# 🧠 Sentiment Analysis using Naive Bayes (NLP Hands-on Activity)

### 🎯 Objective
This notebook demonstrates how to perform **sentiment analysis** on movie reviews using the **Naive Bayes classifier**.

---
## 🧩 Structured vs. Unstructured Data

**Structured Data:** Organized in rows and columns (e.g., sales data, exam scores).  
**Unstructured Data:** Text, images, videos, or audio with no predefined format.

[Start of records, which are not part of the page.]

PR #141, opened 2018-03-07
kirin: Update realTimeUpdate with status KO for repeated gtfs_rt

kadhikari:
Ticket: https://jira.canaltp.fr/browse/NAVITIAII-2395


kadhikari:
@pbougue i added a test end point (/status) with error.

PR #142, opened 2018-08-17
Doc: Spec of the core model of Kirin

prhod:


prhod:
thanks for the revue. can you check again the part on VJ-timestamp plz ?

PR #152, opened 2018-08-24
Doc: Kirin purpose + detailed setup + API

mbounabi:

PR #153, opened 2018-08-24
Create endpoint for /cots

### LINKED ISSUE #143: Add a new endpoint for COTS
Add a new endpoint `/cots`
This endpoint behaves like the `/ire` endpoint, except the content will be JSON.
The content is saved in the database "as is" in the table `RealTimeUpdate`

pbougue:
fix #143 

only storing raw_data

TODO:

- [x] hand-test that it's working
- [x] small dev documentation once #152 is merged
- [x] add tests


kirin/cots/cots.py
```diff
@@ -0,0 +1,93 @@
...
+#from model_maker import KirinModelBuilder #TODO create and use model_maker.py
+from datetime import datetime
+import logging
+
+
+def get_cots(req):
+    """
+    get COTS stream, for the moment, it's the raw json
+    """
+    if not req.data:
```
kinnou02: you have http://flask.pocoo.org/docs/1.0/api/#flask.Request.get_json that might be better

pbougue: The little gain is we would tell right away about json parse errors.
But we have to store it as a text (serialize?), and in the current system we give a RTU to the model_maker that it fills with corresponding TripUpdate (json parsing again if we don't adapt it).
Those 2 things tell me not to change that.

kirin/cots/cots.py
```diff
@@ -0,0 +1,93 @@
+# Copyright (c) 2001-2015, Canal TP and/or its affiliates. All rights reserved.
```
xlqian: 2018 :D

pbougue: OK, if it's only that, I will change it on the next PR, if it's fine for you ;)

kirin/cots/cots.py
```diff
@@ -0,0 +1,93 @@
...
+            record_call('failure', reason=str(e), contributor=self.contributor)
+            raise
+
+        _, log_dict = core.handle(rt_update, trip_updates, current_app.config['COTS_CONTRIBUTOR'])
+        duration = (datetime.utcnow() - start_datetime).total_seconds()
+        log_dict.update({'duration': duration})
+        record_call('Simple feed publication', **log_dict)
+        logging.getLogger(__name__).info('Simple feed publication', extra=log_dict)
+
+        return 'OK', 200
```
mbounabi: Nothing factorised with IRE because IRE will be deprecated (sometime soon?) ?

PR #155, opened 2018-08-28
Doc: initiate cots connector

papailio:


documentation/cots_connector.md
```diff
@@ -0,0 +1,35 @@
+# COTS Connector
+
+## Overview
+Realtime information for long distance trains of the SNCF network is received in a COTS stream. This document describes how a COTS realtime stream is modeled in Kirin.
+
+## Input data description
+A realtime COTS stream [link to provide] is obtained as a JSON file via a message queue mechanism. Each feed message represents a `notification` object that contains the information about the train (its status, the associated delay, etc.).
+
+The information concerning the displayed messages related to train modifications is referenced in a separate stream. This stream is provided as another JSON file by an external web service called *paramatreLIV* [link to provide]. Each such message representes a `Motif` object.
```
prhod: I'm not sure there is a need to specify a `Motif` object. Either discribe the contained properties (redundant with the link) or make a light description ? 
`The web service returns a text message for all available situations associated with an id referenced in COTS stream.` ?

documentation/cots_connector.md
```diff
@@ -0,0 +1,35 @@
+# COTS Connector
+
+## Overview
+Realtime information for long distance trains of the SNCF network is received in a COTS stream. This document describes how a COTS realtime stream is modeled in Kirin.
+
+## Input data description
+A realtime COTS stream [link to provide] is obtained as a JSON file via a message queue mechanism. Each feed message represents a `notification` object that contains the information about the train (its status, the associated delay, etc.).
```
prhod: I don't think the `notification object` is a good idea as it's not described (and not in the Kirin model). What about a simple : 
`Each feed message represents an update on the information about a train (its status, the associated delay, causes, etc.).`

documentation/cots_connector.md
```diff
@@ -0,0 +1,35 @@
...
+
+The information concerning the displayed messages related to train modifications is referenced in a separate stream. This stream is provided as another JSON file by an external web service called *paramatreLIV* [link to provide]. Each such message representes a `Motif` object.
+<br/>-- Validation of parametreLIV ??
+
+## Connector description
```
prhod: What about adding an introduction stating something like : 
`This document doesn't describe all the fields of the Kirin model. Only COTS relevant fields are described bellow. For exemple, the RealTimeUpdate.id field is managed by Kirin and is not detailed in this specs.` ?
This way, you won't need to specify internal fields like `id` or `trip_updates`.

documentation/cots_connector.md
```diff
@@ -0,0 +1,35 @@
...
+### RealTimeUpdate
+
+Kirin object | COTS object/value | Description
+--- | --- | ---
+id |  | Unique id of the received stream
+received_at | `YYYY-MM-DD` | System date and time at data reception (UTC)
+connector | `cots` | Name of the realtime data source
```
prhod: I think there is no need to add the field description (redundant with model spec), only a special rule when simple mapping is not sufficiant. 
On this field, should we emphasis the `cots` is a fixed value for this data stream ?

documentation/cots_connector.md
```diff
@@ -0,0 +1,35 @@
...
+error | ??? | Description of the error
+raw_data | `notification` | Content of the received raw data
+contributor | `COTS_CONTRIBUTOR` | Kirin contributor
+trip_updates | [`TripUpdates`] | A list of `TripUpdates`
+
+### TripUpdate
+Kirin object | COTS object/value | Description
+--- | --- | ---
+id |  | Unique id of the `TripUpdate`
+vj_id | *VehicleJourney/id* | Id of the `VehicleJourney` found in Navitia
```
prhod: we need to describe how this is done

documentation/cots_connector.md
```diff
@@ -0,0 +1,35 @@
...
+status | If *nouvelleVersion/statutOperationnel* = "AJOUTEE", then status = `add` <br/>If *nouvelleVersion/statutOperationnel* = "SUPPRIMEE", then status = `delete` <br/>If *nouvelleVersion/statutOperationnel* = "PERTURBEE", then status = `update` <br/>Otherwise, status = `update` | Modification type of the trip
```
prhod: I think you should have: 
- `nouvelleVersion/statutOperationnel` in the `COTS object/value` field
- the complete rule in the `description` field.
Personally, I try  to avoid If/Then in specs to improve readability.

documentation/cots_connector.md
```diff
@@ -0,0 +1,31 @@
...
+--- | --- | ---
+connector |  | Fixed value `cots`
+raw_data | _Complete received feed_ | 
+contributor |  | Fixed value specified in the configuration of Kirin
+trip_updates |  | List of trip updates information, see `TripUpdates` below
+
+### TripUpdate
+Kirin property | COTS object/value | Comment/Mapping rule
+--- | --- | ---
+vj_id | | Refers to the trip found in Navitia that the update applies to, see `VehicleJourney` below
```
prhod: What do you think of : 
Id of the `VehicleJourney` in Navitia updated by this `TripUpdate`. One COTS feed can update more than one `VehicleJourney`, see below for mapping method.

documentation/cots_connector.md
```diff
@@ -0,0 +1,31 @@
...
+status | *nouvelleVersion/statutOperationnel* | If *nouvelleVersion/statutOperationnel* = "AJOUTEE", then status = `add` <br/>If *nouvelleVersion/statutOperationnel* = "SUPPRIMEE", then status = `delete` <br/>If *nouvelleVersion/statutOperationnel* = "PERTURBEE", then status = `update` <br/>Otherwise, status = `update`
```
prhod: can you avoid using if/then/else ? (if not, it's no big deal)
Maybe having one group for "PERTURBEE" and Otherwise ?

documentation/cots_connector.md
```diff
@@ -0,0 +1,31 @@
...
+message | *nouvelleVersion/idMotifInterneReference* | The label of the message referenced by the value of *nouvelleVersion/idMotifInterneReference*
```
prhod: Where to find the label ?

papailio:
Concerning the if/then part, i tried but i cannot see any other way to present such a conditional case..

PR #165, opened 2018-09-04
Doc:  Add info about GTFS-RT poller task 

mbounabi:
@pbougue : the info we discussed about the poller is now in the doc


mbounabi:
@pbougue agreed!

Natural Language Processing (NLP) allows computers to **understand and analyze unstructured text** data.

---


In [None]:

import nltk
from nltk.corpus import movie_reviews
import random
import pandas as pd

# Download dataset if not already available
nltk.download('movie_reviews')

# Prepare dataset
documents = [(list(movie_reviews.words(fileid)), category)
             for category in movie_reviews.categories()
             for fileid in movie_reviews.fileids(category)]  # list comprehension 

# Shuffle for randomness
random.shuffle(documents)

# Convert to DataFrame for convenience
reviews = [" ".join(words) for words, category in documents]
labels = [category for words, category in documents]
df = pd.DataFrame({"review": reviews, "label": labels})
df.head()



## ✂️ Tokenization and Text Preprocessing

**Tokenization:** Breaking text into words or subwords (tokens).  
**Stopwords:** Common words (e.g., "the", "is") that are usually removed.  
**Bag of Words (BoW):** Represents text by counting word frequencies, ignoring grammar and order.


In [None]:

from sklearn.model_selection import train_test_split
from sklearn.feature_extraction.text import CountVectorizer
from sklearn.naive_bayes import MultinomialNB
from sklearn.metrics import classification_report, confusion_matrix, accuracy_score

# Split data
X_train, X_test, y_train, y_test = train_test_split(
    df['review'], df['label'], test_size=0.2, stratify=df['label'], random_state=42
)

# Vectorize text
vectorizer = CountVectorizer(stop_words='english', max_features=3000)
X_train_vec = vectorizer.fit_transform(X_train)
X_test_vec = vectorizer.transform(X_test)

# Train Naive Bayes model
model = MultinomialNB()
model.fit(X_train_vec, y_train)

# Predict on test data
y_pred = model.predict(X_test_vec)



## ⚙️ Model Training and Prediction

- **`fit()`**: The model learns from training data (word counts and their labels).  
- **`predict()`**: The model classifies new, unseen text as positive or negative.


In [None]:

# Evaluate model
print("Accuracy:", accuracy_score(y_test, y_pred))
print("\nClassification Report:\n")
print(classification_report(y_test, y_pred, zero_division=0))
print("\nConfusion Matrix:\n")
print(confusion_matrix(y_test, y_pred))



## 📊 Model Evaluation

Metrics used to assess model performance:

- **Accuracy:** Overall correctness  
- **Precision:** Correct positive predictions  
- **Recall:** How well it finds all positives  
- **F1-score:** Balance between precision and recall  

A **Confusion Matrix** shows correct vs. incorrect predictions for each class.


In [None]:

# Try custom predictions
test_sentences = [
    "The movie was fantastic! I loved it.",
    "It was the worst film I have ever seen.",
    "An average storyline but good acting."
]

test_vec = vectorizer.transform(test_sentences)
preds = model.predict(test_vec)

for sent, pred in zip(test_sentences, preds):
    print(f"'{sent}' --> Predicted sentiment: {pred}")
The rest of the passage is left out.